Red Cat Holdings, Inc., a U.S.-based provider of advanced all-domain drone and robotic solutions, has successfully completed flight testing of its Black Widow™ drone equipped with Palantir Technologies Inc. Visual Navigation (VNav) Software.
The validation marks the first known commercial demonstration of visual navigation software on a drone already accepted into a U.S. Army program of record.
The successful test confirmed the Black Widow drone’s capability to navigate in GPS-denied conditions using Palantir’s visual-based navigation software. The Black Widow is currently part of the U.S. Army’s Short Range Reconnaissance (SRR) program of record.
Jeff Thompson, CEO of Red Cat, commented, “This is a breakthrough moment not just for Red Cat, but for the tactical needs of the Department of War. Every battlefield is a GPS-denied environment, and this successful test shows that Red Cat and Palantir are delivering a software-driven solution the Army can rely on. It requires no new hardware, is ready to deploy today, and gives warfighters the edge in contested environments. It also signals our evolution into a full-stack defense technology platform, with expected margin expansion and strong revenue potential in 2026.”
VNav operates by utilizing edge-based sensor fusion to generate real-time position estimates. It achieves this by combining visual cues with inertial data, which enables the drone to maintain navigation in environments where GPS is denied or degraded.
Engineers from Red Cat and Palantir conducted a multi-day series of tests, evaluating VNav in both nominal and simulated GPS-denied conditions, including flights at high speeds and low altitudes.
The testing sequence validated:
- Full integration of VNav with the Black Widow™ flight controller, including its compatibility with GPS-assisted operations.
- Accurate navigation within simulated GPS-denied environments.
- Reliable operation at altitudes as low as 150 feet AGL and speeds reaching up to 16 mph.
- Robust performance under twilight and extremely low-light conditions.
- The successful completion of a simulated reconnaissance mission involving dynamic flight parameters without GPS or human input.

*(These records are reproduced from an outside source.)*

PR #1487, opened 2022-10-27
Basic linting preparations

vigo2:
[various] addressed basic linting issues (govet, gofmt, goimport, gosimple, and more)
 - all proto objects are now pointerized (so mutexes aren't copied)
 - various automatic fixes courtesy of gofmt
 - various redundancies removed
 - found some linter issues that are probable bugs (look for "TODO looks fishy")

[deathknight] refactored CastCostPossible()


sim/core/agent.go
```diff
@@ -125,7 +125,7 @@ func (actionID ActionID) ToProto() *proto.ActionID {
 	return protoID
 }
 
-func ProtoToActionID(protoID proto.ActionID) ActionID {
+func ProtoToActionID(protoID *proto.ActionID) ActionID {
```
jimmyt857, line 128: Why are we pointerizing everything? This was done to force the caller to handle the null case. If we're going to make these changes, the null handling logic needs to move with it.

sim/core/statweight.go
```diff
@@ -226,24 +220,26 @@ func CalcStatWeight(swr proto.StatWeightsRequest, statsToWeigh []stats.Stat, ref
 			statMod = meleeHitStatMod
 			if baseStats[stat] < melee2HHitCap && baseStats[stat]+statMod > melee2HHitCap {
 				panic("no")
```
jimmyt857, line 222: I left this debug panic in accidentally from changes yesterday... could you just take it out while you're here  xD

If this is the reason you commented the code, then uncomment it.

vigo2: You already changed it back, i'll just merge.

sim/core/agent.go
vigo2: Pointerizing is because protobuf messages contain a mutex, and mustn't be copied: `copylocks: assignment copies lock value to X: github.com/wowsims/wotlk/sim/core/proto.XXX contains google.golang.org/protobuf/internal/impl.MessageState contains sync.Mutex (govet)`.

I've added an explicit nil-check here now, so it's obvious the caller must check this. Accessing `protoID.Tag` does cause a nil pointer dereference though, anyhow.

jimmyt857 (approved):

PR #1488, opened 2022-10-27
Remove prereqLocation from coldSnap config

### LINKED ISSUE #1442: Mage Talents broken?
Not sure if this is specifically a bug or just something missing, but I was playing with the mage sim and I was readjusting talents to try and get Cold Snap to see what kind of dps increase/loss there might be next to the preset on the sim. Unfortunately despite there being no prerequisites for Cold Snap besides just having 20 points in the frost tree, I cannot get Cold Snap to fill in.

Other talents in the tree light up as available to put a talent point into, but Cold Snap does not. 

image

beltsmith:
Fixes #1442

Cold Snap has no pre-requisites to talent, the existing config set a prereq of coldSnap itself.

### DIFF
--- a/ui/core/talents/mage.ts
+++ b/ui/core/talents/mage.ts
@@ -958,11 +958,7 @@ export const mageTalentsConfig: TalentsConfig<MageTalents> = newTalentsConfig([
 				"spellIds": [
 					11958
 				],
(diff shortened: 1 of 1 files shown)


jimmyt857:
Thanks for the fix!

PR #1492, opened 2022-10-28
Work around expertise rating floating point issues

### LINKED ISSUE #1394: [Warrior] Strength of Arms talent only gives 3 expertise instead of 4
**Describe the bug**
When Strength of Arms talent (in the Arms tree) is talented 2/2, the sim only gives 3 expertise instead of 4.

**To Reproduce**
1. Pick the Strength of Arms talent in the Arms tree
2. Place 2/2 talent points
3. Mouseover the Expertise row in the stats section
4. See that expertise from talents is only 3 (33 rating). 

**Expected behavior**
The talent tooltip shows that it should give 4 expertise when selected 2/2.

**Sim Links and Screenshots**
image
image

beltsmith:
Fixes #1394

Somewhere there is a float precision error happening with expertise rating causing an expertise bonus of 4 to be calculated as 32.78999999 rather than 32.79 (4 * 8.1975). Fixing at two decimals will be rounded up to 32.79 giving the correct expertise of 4

image
image


jimmyt857:
Thanks for the fix! You should hit us up in our discord.

PR #1501, opened 2022-10-28
Balance fixes

Gashiraa:


vigo2:
Changes look good to me. 

Since testing done in https://github.com/JamminL/wotlk-classic-bugs/issues/66 implies that Starfire has a higher proc chance than Wrath, and Aggrend's comment doesn't disagree ("Its core data is to proc 3.5 times per minute"): are you planning to update that part, too?
Also: Hurricane is affected by spell haste, so this could be modelled, too.

vigo2 (changes requested):

vigo2 (approved):

vigo2 (approved):
After gathering more test data, I'm pretty sure Hurricane's chance to proc OOC is slightly higher (I had 705 procs in 45985 casts, or 1.53%), so there's more test results disagreeing with Aggrend's developer quote.
But that's all rather academical ;)

Oh, and if possible: please don't force push, I didn't even notice you had updated the PR.

PR #1505, opened 2022-10-28
Paladin fix seal crit and damage multipliers

Watcher7:


sim/paladin/sov.go
```diff
@@ -200,18 +199,18 @@ func (paladin *Paladin) registerSealOfVengeanceSpellAndAura() {
 }
 
 func (paladin *Paladin) createSealOfVengeanceDot(target *core.Unit) *core.Dot {
+	// DoT is unaffected by 2h spec
+	baseMultiplier := 1 *
```
jimmyt857, line 203: I think this is less readable; why not keep this computation in-line when assigning `DamageMultiplier`? It makes the reader have to go looking for the computation.

Not going to bug you with separate comments, but this applies to pretty much all the cases. Using only `DamageMultiplier` by merging the calc from `DamageMultiplierAdditive` is fine, but none of them are complex enough to warrant separating the calculation from its location of use.

jimmyt857: To give an example of an alterative: you could do something like 
```
DamageMultiplier: 1 *
   (1 +
         x +
         y +
         z) *
   (1 +
         a +
         b +
         c),
```

Watcher7: My thought process was that since some spells proc'd by the same aura share modifiers, then grouping them outside of the specific proc made sense. The DoT's modifiers just got caught up in a pattern. If you want me to go ahead and just move all modifiers into their respective spells I'll update the PR to reflect that.

Issue #24, opened 2018-02-26
Draft text about viz functionality


aappling-usgs:
See also #23, but we should draft the text on basics of how to use the vizzy.

Issue #63, opened 2018-03-02
Elegant style


aappling-usgs:
“if we go w/ a style, make it ridiculously consistent. So if we round a corner, we round all. And we do it the same (radius)” - jread

Can we lose the dark gray outline around the buttons? - lcarr

Do we want to mimic the behavior (zoom in/out, and click to adjacent states) from here: https://projects.fivethirtyeight.com/facebook-primary/ ?

lindsaycarr:
Should we circle outlines that are the slightly darker shade of that color? See the prototype figs for an example.

jread-usgs:
A couple of thoughts:
 - Mousing over any county circle should emphasize the backing state in the same way as mousing over the state under the circles. Clicking either a dot or state poly zooms you to the state view
 - We should consider showing the state borders at the national view scale
 - add a USGS watermark to the map
 - can we get an svg in for the header? it looks blurry on my comp compared to the sharpness of the rest of the viz elements
![image](https://user-images.githubusercontent.com/2349007/36938758-0dffbf20-1eec-11e8-9076-5fab7baadfb9.png)
 - the main title floating above the map: we'll want to figure out style for that, and I am thinking it is a placeholder for now. I also think it is kind of jarring that the title changes w/ the category switch
 - we might want to be consistent with cursor styles. For example, the category buttons flip to a "hand pointer" showing that you can click them, but other clickable things don't do the same. See OCD point above about ridiculous consistency
 - personal preference is to style svg and tooltip text as _not-highlightable_. I think it makes us look more pro when this can't happen:
![image](https://user-images.githubusercontent.com/2349007/36938800-a8b84a82-1eec-11e8-893e-20847d661069.png)
 - the footer. But that is captured in another issue.
 - I think the buttons need a little love design-wise

wdwatkins:
I second state borders on the national map.

I think we should definitely have the adjacent states and counties in some form on the zoomed in views, the dots look a bit odd just hanging in white space.

Also for the tool tips, I think the county names should include the state (e.g. `Dane County, WI`), and the population number needs a unit

lindsaycarr:
Tooltip values need help. MGD needs to be spelled out. And yes, population needs a unit - or just converted to "# of people" rather than "thousands of people" and rounded.

aappling-usgs:
For showing adjacent states and counties: agreed that what we have right now is not good, but we could go in either of two directions:

[...]

PR #76, opened 2018-03-14
A bit of text

ldecicco-USGS:


ldecicco-USGS:
image

Time ~15 minutes

ldecicco-USGS:
Fixes #24

data/description_text.yaml
```diff
@@ -18,19 +18,11 @@ description_text-markdown: |+
...
-  fermentum. Lacus laoreet non curabitur gravida arcu ac. Rutrum tellus 
-  pellentesque eu tincidunt tortor aliquam nulla. Massa eget egestas purus 
-  viverra accumsan in nisl nisi scelerisque. Faucibus turpis in eu mi 
-  bibendum neque egestas congue quisque. Purus sit amet luctus venenatis 
-  lectus magna fringilla urna. Odio ut enim blandit volutpat maecenas 
-  volutpat. Aliquam sem et tortor consequat id porta. Nunc lobortis mattis 
-  aliquam faucibus. Odio pellentesque diam volutpat commodo sed. Arcu dictum
-  varius duis at consectetur lorem donec massa sapien.
+  Explore how water is used throughout the United States. Click or 
+  hover over on any of the specific use-case boxes below the map to
```
lindsaycarr: I see where you're going with simplifying it, but it might be best to just say "category" or "Click or hover on the types of water use below the map"

data/description_text.yaml
```diff
@@ -18,19 +18,11 @@ description_text-markdown: |+
...
-  volutpat. Aliquam sem et tortor consequat id porta. Nunc lobortis mattis 
-  aliquam faucibus. Odio pellentesque diam volutpat commodo sed. Arcu dictum
-  varius duis at consectetur lorem donec massa sapien.
+  Explore how water is used throughout the United States. Click or 
+  hover over on any of the specific use-case boxes below the map to 
+  discover how thermoelectric, public supply, irrigation, or industrial 
+  water use is distributed. Click on a state to zoom in to more easily see the
+  difference in county use. Once zoomed in, simply click anywhere outside
+  the state on the map to return to the full country view. Hover (tap on 
+  mobile) over any of the individual counties to get more information.
```
lindsaycarr: Currently, you can only hover over the circle for each county, not the county itself.

aappling-usgs: True...but is that how we want it to be for all time? I've been wondering whether we should try to make the counties clickable as well.

lindsaycarr: Yes...but what if we don't end up doing it and forget to update the text?

jread-usgs: It would be great to be able to hover over the county that has the dot and get the tip for it. I assume this is a target for us, unless the county geoms are limiting performance in a major way. We also might want to get further down the path of what we want the end result to be before spending too much time altering the text. For example - does clicking a neighboring state once zoomed in pan you to that state-zoom, or zoom you out to national? I don't know that we've resolved some of these questions (or started the discussions).

aappling-usgs: Yeah, fair. Maybe there's no way to predict right now what the text will need to be. I'm ok with leaving the text as-is and remembering to refine the details once we've finalized the behavior.

Performance aside, is it going to be easy to get the hover behavior to be intuitive when it includes both counties and dots? big dots extend into other counties...when you hover over County A's dot where it extends into County B, which hover text should come up, and can we easily implement it that way?

I'm not sure how many of these design decisions need to turn into full-on discussions. There are many such decisions, and open-ended discussions are costly. I like the current zoom behavior, which is why I wrote it that way, though it's also absolutely possible to pan to a neighboring state. Jordan or others, if you have specific views and want to question the current behavior, could you create an issue proposing the approach you'd prefer? Then if anybody disagrees, it can be up to them to make a counter proposal within that issue, and if it becomes clear that the topic needs live discussion, we can plan to have that discussion during a team meeting.

jread-usgs: Gotcha. The question about click/zoom is in here: https://github.com/USGS-VIZLAB/water-use-15/issues/63 `Do we want to mimic the behavior (zoom in/out, and click to adjacent states) from here: https://projects.fivethirtyeight.com/facebook-primary/ ?`

aappling-usgs: oh, yep, there's a lot there

data/description_text.yaml
ldecicco-USGS: still want that changed?

PR #80, opened 2018-03-14
Legend + shared circle scaling

### LINKED ISSUE #66: Add legend for circle sizes
We had one of these for the original water use vizzy. We need one here, too.

I'm also wondering whether we could use the same scale for all categories - does that look OK? facilitates comparison if it's feasible.

lindsaycarr:
Fixes #66. It has taken 2 hrs so far.

Circles are scaled based on min and max of all category data.
Legend circles stay the same size but change color based on `activeCategory`.

image

image

### DIFF
--- a/scripts/process/find_range.R
+++ b/scripts/process/find_range.R
@@ -1,0 +1,18 @@
+#' Extract the min and max to use to scale circles in D3
+#' 
+process.find_range <- function(viz) {
+  
+  deps <- readDepends(viz)
+  wu_data_15_simple <- deps[["wu_data_15_simple"]]
+  col_names <- deps[["col_names"]][["new_names"]]
+  
+  water_use_df <- dplyr::select(wu_data_15_simple, col_names)
+  # wu_data_15_range <- data.frame(
+  #   min = min(water_use_df, na.rm = TRUE),
+  #   max = max(water_use_df, na.rm = TRUE),
+  #   stringsAsFactors = FALSE
+  # )
+  wu_data_15_range <- range(water_use_df, na.rm = TRUE)
+  jsonlite::write_json(wu_data_15_range, viz[["location"]])
+  
+}
--- a/scripts/process/find_range.R
+++ b/scripts/process/find_range.R
@@ -7,12 +7,8 @@ process.find_range <- function(viz) {
   col_names <- deps[["col_names"]][["new_names"]]
   
   water_use_df <- dplyr::select(wu_data_15_simple, col_names)
-  # wu_data_15_range <- data.frame(
-  #   min = min(water_use_df, na.rm = TRUE),
-  #   max = max(water_use_df, na.rm = TRUE),
-  #   stringsAsFactors = FALSE
-  # )
   wu_data_15_range <- range(water_use_df, na.rm = TRUE)
+  
   jsonlite::write_json(wu_data_15_range, viz[["location"]])
   
 }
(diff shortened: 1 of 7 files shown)


scripts/process/find_range.R
```diff
@@ -0,0 +1,18 @@
+#' Extract the min and max to use to scale circles in D3
+#' 
+process.find_range <- function(viz) {
+  
+  deps <- readDepends(viz)
+  wu_data_15_simple <- deps[["wu_data_15_simple"]]
+  col_names <- deps[["col_names"]][["new_names"]]
+  
+  water_use_df <- dplyr::select(wu_data_15_simple, col_names)
```
aappling-usgs: wooaaahh, hold up! you can pass a character vector in to `dplyr::select`? i guess you can!
```r
> df <- data.frame(x=1,y=2,z=3)
> dplyr::select(df, c('x','y'))
  x y
1 1 2
```
when did that happen?

scripts/process/find_range.R
```diff
@@ -0,0 +1,18 @@
...
+  # wu_data_15_range <- data.frame(
+  #   min = min(water_use_df, na.rm = TRUE),
+  #   max = max(water_use_df, na.rm = TRUE),
+  #   stringsAsFactors = FALSE
+  # )
```
aappling-usgs: looks like these lines could be removed now?

scripts/process/find_range.R
```diff
@@ -0,0 +1,18 @@
...
+  wu_data_15_range <- range(water_use_df, na.rm = TRUE)
+  jsonlite::write_json(wu_data_15_range, viz[["location"]])
```
aappling-usgs: not that we should do this right now, but these range data seem like a good use case for webpack or a templated app.js or something so we don't have to pass a bunch of small files around. i don't know what the performance cost of passing around 1 more tiny file is, but i bet it's bigger than having it embedded in another file to begin with.

viz.yaml
```diff
@@ -265,15 +281,18 @@ publish:
       hashes: url_hashes
```
aappling-usgs: would you mind renaming `social-section` to `social_section` and `national-water-use` to `national_water_use` while you're in here? the style police are really getting on my case about it =)

scripts/process/find_range.R
lindsaycarr: I don't know, I was surprised myself!

scripts/process/find_range.R
lindsaycarr: oops - yes. I was testing different formats

viz.yaml
lindsaycarr: on it!

scripts/process/find_range.R
lindsaycarr: I agree, I would love to be able to have a better connection between vizlab and js stuff in the future. I know that was one of my investigatory tasks in d3 before we got started on this, but I was never able to actually work on it.

scripts/process/find_range.R
aappling-usgs: well, it's cool! i will definitely be using this - thanks for teaching me things today

scripts/process/find_range.R
aappling-usgs: yeah, and i think that's fine. just wanted to keep collecting use cases so that when we do find the time and the right approach, we're clear on why we're doing it :+1:

aappling-usgs:
good to go now, right?

lindsaycarr:
yep!

PR #85, opened 2018-03-20
switch to sciencebase storage

wdwatkins:


aappling-usgs:
looks good. and you created those items and transferred the files?

aappling-usgs:
Assuming answer to above is Yes, i think we should merge this and tell our WiM collaborators that we're ready for them.

To finish issue #85 we'll also need to redirect the preprocessing posting steps to post to ScienceBase rather than S3. https://github.com/USGS-VIZLAB/water-use-15/blob/master/preprocess.yaml#L63-L70

wdwatkins:
Yes, it built successfully.  This does mean that you need to `authenticate_sb` before building now, should probably note that somewhere.

aappling-usgs:
Hmm, has that always been the case that you need to manually authenticate in vizlab, can't just use existing credentials? There's a line in there that ought to be doing the authentication for you once you have credentials set up: https://github.com/USGS-VIZLAB/vizlab/blob/master/R/fetch.R#L47

aappling-usgs:
I looked up the [code that does the authentication](https://github.com/USGS-VIZLAB/vizlab/blob/c06eb97ec1b670359236ed574ac4441ae23d5ecf/R/authRemote.R#L41). David's solution works; the full suite of options tried by authRemote.sciencebase is:

1) if user is already logged in, uses existing session, otherwise goes to 2
2) if dssecrets is installed, attempts to look up and use the credential from dssecrets, if that fails goes to 3
3) if secret is installed, attempts to look up and use the credential stored as `'vizlab-sciencebase'` with fields `username` and `password`, if that fails goes to 4
4) gives up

These results were used to define a preliminary performance envelope for VNav on the Black Widow system. The final mission demonstrated VNav’s full capability to navigate a complete ISR (Intelligence, Surveillance, and Reconnaissance) mission profile. This included cruising to a target, descending for surveillance, flying local waypoints, and returning to base, all while operating without GPS and maintaining continuous positional awareness.
Palantir engineers reported that VNav achieved a mean positional error of approximately 7 meters over a 2.7-kilometer route. Crucially, no additional hardware was required for any of the flights, as the VNav software runs entirely on the Black Widow’s existing onboard sensors.
Akash Jain, President and CTO, Palantir USG, stated, “Palantir Visual Navigation performed well in real-world conditions. This demonstrates our approach to visual navigation in disrupted environments –– delivering intelligent software that adapts, scales across platforms like Black Widow, and supports the Army’s integrated operating systems.”
The two companies are now moving toward a formal Army demonstration and the full productization of the VNav capability for all fielded Black Widow systems. This move also signals Red Cat’s evolution into a full-stack defense technology platform.